*** Opening Given data ***

PR #207, opened 2026-08-31
fix(settings): keep the submitted values when a field is rejected

### LINKED ISSUE #206: settings: a validation error discards the rest of the form
## Problem

Open Dashboard → Settings, edit several fields at once (title, bio, timezone, language), then clear the name field and save. The page comes back with the name error, and every other field has reverted to its stored value. The edits are gone. The name field itself shows the old, valid name while the error says the name is invalid.

Nothing is lost in the database, the UPDATE never ran. It is the typing that is lost, silently.

## Where it comes from

The three non-success paths in `settings_save` re-render with `user`, the row the extractor read before the request, rather than with the submitted form:

- name length, `src/web/mod.rs:3264`
- booking email, `src/web/mod.rs:3382`
- UPDATE failure, `src/web/mod.rs:3472`

`settings_render` derives `form_name`, `form_title`, `form_bio`, `form_booking_email`, `form_timezone`, `form_language` and `allow_dynamic_group` from that row. Two fields are the exception and do come from the submitted form, `avail_schedule` and `lend_resource_write`, so the re-rendered page is half submitted values and half stored ones.

## Suggested fix

Have the error paths render what was submitted, so the user only has to correct the field the error names, and so the offending value is the one shown. Either pass the form fields to `settings_render` in place of the row, or give it a small struct that the success path fills from the fresh row and the error paths fill from the form.

## Notes

Not a regression. Found while reviewing #205, which fixed the neighbouring staleness bug on the success path (#204).

olivierlambert:
Closes #206.

## The bug

Edit several fields on Profile & Settings, clear the name, and save. The name error comes back and every other edit is gone: title, bio, booking email, timezone, language and the dynamic-group checkbox have all reverted to the stored row. The name field shows the old, valid name while the error says the name is invalid.

The username is the sharp edge. It is saved before the later checks run, so a bad booking email showed the previous username back after the new one had already been written to the database.

## Cause

All five non-success paths in `settings_save` re-rendered from `user`, the row read before the request. `settings_render` derived every `form_*` value from it. Only `avail_schedule` and `lend_resource_write` came from the submitted form, which is why the page was half one and half the other.

Each of those paths repeated the same eleven-line call, which is how they drifted apart, and is the same shape of duplication behind #204.

## Fix

`SettingsValues` holds the editable half of the form. The GET and the success path build it from the row via `from_user`; the error paths build it from what was submitted. Every field is now normalised before the first check, so a rejected one can be sent back alongside the others, and the five repeated call sites collapse into one `render_error` closure.

Two deliberate choices:

- The page stays in the pre-request language on an error. Nothing was saved, so the stored preference is still the user's language. Only the success path re-resolves, as #205 made it do.
- An empty username field means "keep the current one" to the handler, so that is what the form shows back rather than an empty box.

Also drops a redundant `sidebar_context` rebuild in the success arm.

## Tests

Both mutation-checked by pointing the error paths back at `from_user`:

- `settings_validation_error_keeps_the_submitted_fields` drives an empty name with five other fields edited, none matching the seeded row, and asserts each comes back, including an unchecked box staying unchecked while the stored row still has it on. Fails with "a rejected field should not discard the other edits, missing value=\"Head of Demos\"".
- `settings_booking_email_error_shows_the_rejected_value` asserts the field in error shows the value that was refused. Fails with "the field in error should show the value that was rejected".

The other six settings tests pass under that mutation, which is what makes it a faithful stand-in for the old behaviour.

## Checks

- `cargo test`: 916 passed, 0 failed
- `cargo clippy --all-targets -- -D warnings`: clean
- `cargo fmt --check`: clean

No new Fluent keys, so this targets `main` rather than `i18n`.

## Summary by CodeRabbit

* **Bug Fixes**
  * Settings forms now retain all submitted values when validation errors occur.
  * Corrected an issue where rejected fields could revert other form entries to previously saved values.
  * Avatar initials now update to match the submitted display name, including when a save is rejected.
  * Stored settings values are displayed consistently when opening or successfully saving the form.
* **Tests**
  * Added coverage to verify submitted values and corresponding avatar initials remain visible after validation failures.

### DIFF
--- a/src/web/mod.rs
+++ b/src/web/mod.rs
@@ -3255,7 +3255,14 @@ fn settings_render(
             lang => lang,
             sidebar => sidebar,
             form_name => values.name,
-            form_initials => compute_initials(&user.name),
+            // Follows the name being shown, so an edited name updates the
+            // avatar preview too. A rejected empty name falls back to the
+            // stored one rather than rendering the "?" placeholder.
+            form_initials => compute_initials(if values.name.trim().is_empty() {
+                &user.name
+            } else {
+                values.name
+            }),
             form_title => values.title,
             form_bio => values.bio,
             form_booking_email => values.booking_email,
@@ -30063,7 +30070,8 @@ mod tests {
         let (app, _pool, session, _) = setup_test_app().await;
         let csrf = "test-csrf-settings-email";
         let body = format!(
-            "_csrf={}&name=Test+User&username=testuser&title=Head+of+Demos&booking_email=not-an-email",
+            "_csrf={}&name=Alice+Martin&username=testuser&title=Head+of+Demos\
+             &booking_email=not-an-email",
             csrf
         );
         let response = app
@@ -30084,6 +30092,21 @@ mod tests {
         assert!(
             resp_body.contains(r#"value="Head of Demos""#),
             "the other edits should survive the error"
+        );
+        assert!(
+            resp_body.contains(r#"value="Alice Martin""#),
+            "the submitted name should survive the error"
+        );
+        let avatar = resp_body
+            .split(r#"flex-shrink: 0; overflow: hidden;">"#)
+            .nth(1)
+            .expect("the avatar preview should render")
+            .split("</div>")
+            .next()
+            .unwrap_or("");
+        assert!(
+            avatar.contains("AM"),
+            "the avatar initials should follow the name being shown, got {avatar:?}"
         );
     }
 
--- a/src/web/mod.rs
+++ b/src/web/mod.rs
@@ -2957,17 +2957,17 @@ async fn settings_page(
             .fetch_one(&state.pool)
             .await
             .unwrap_or(0);
+    let values = SettingsValues::from_user(&auth_user.user, &avail, lend_resource_write != 0);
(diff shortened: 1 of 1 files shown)


olivierlambert:
Both CodeRabbit points checked. One taken, one split out.

**Stale initials, fixed here** (ac65cc4). The avatar preview kept rendering the stored name while the input beside it showed the edited one. It now follows the name being shown, with a fallback to the stored name when the submitted one is the rejected empty string, so the circle never degrades to the "?" placeholder while the user is fixing the field. The booking-email test submits a changed name and pins both the echoed value and the initials, and it fails on the initials assertion when the fallback is reverted.

**Username written before a later failure: real, pre-existing, filed as #208.** `settings_save` writes the username in its own statement as soon as that field validates, so a booking-email error after it leaves the write standing and the page reports a save that did not happen. It predates this branch and the fix is a change to when the row is written rather than to what is rendered, so it wants its own review.

Worth noting this PR makes that bug less misleading rather than worse. The error page now shows the submitted username, which is what is actually stored, where before it showed the old one after the new one had already been written.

*** Closing Given data ***

Filter the entries down to the lines that hold "been". Copy those lines.

The username is the sharp edge. It is saved before the later checks run, so a bad booking email showed the previous username back after the new one had already been written to the database.
Worth noting this PR makes that bug less misleading rather than worse. The error page now shows the submitted username, which is what is actually stored, where before it showed the old one after the new one had already been written.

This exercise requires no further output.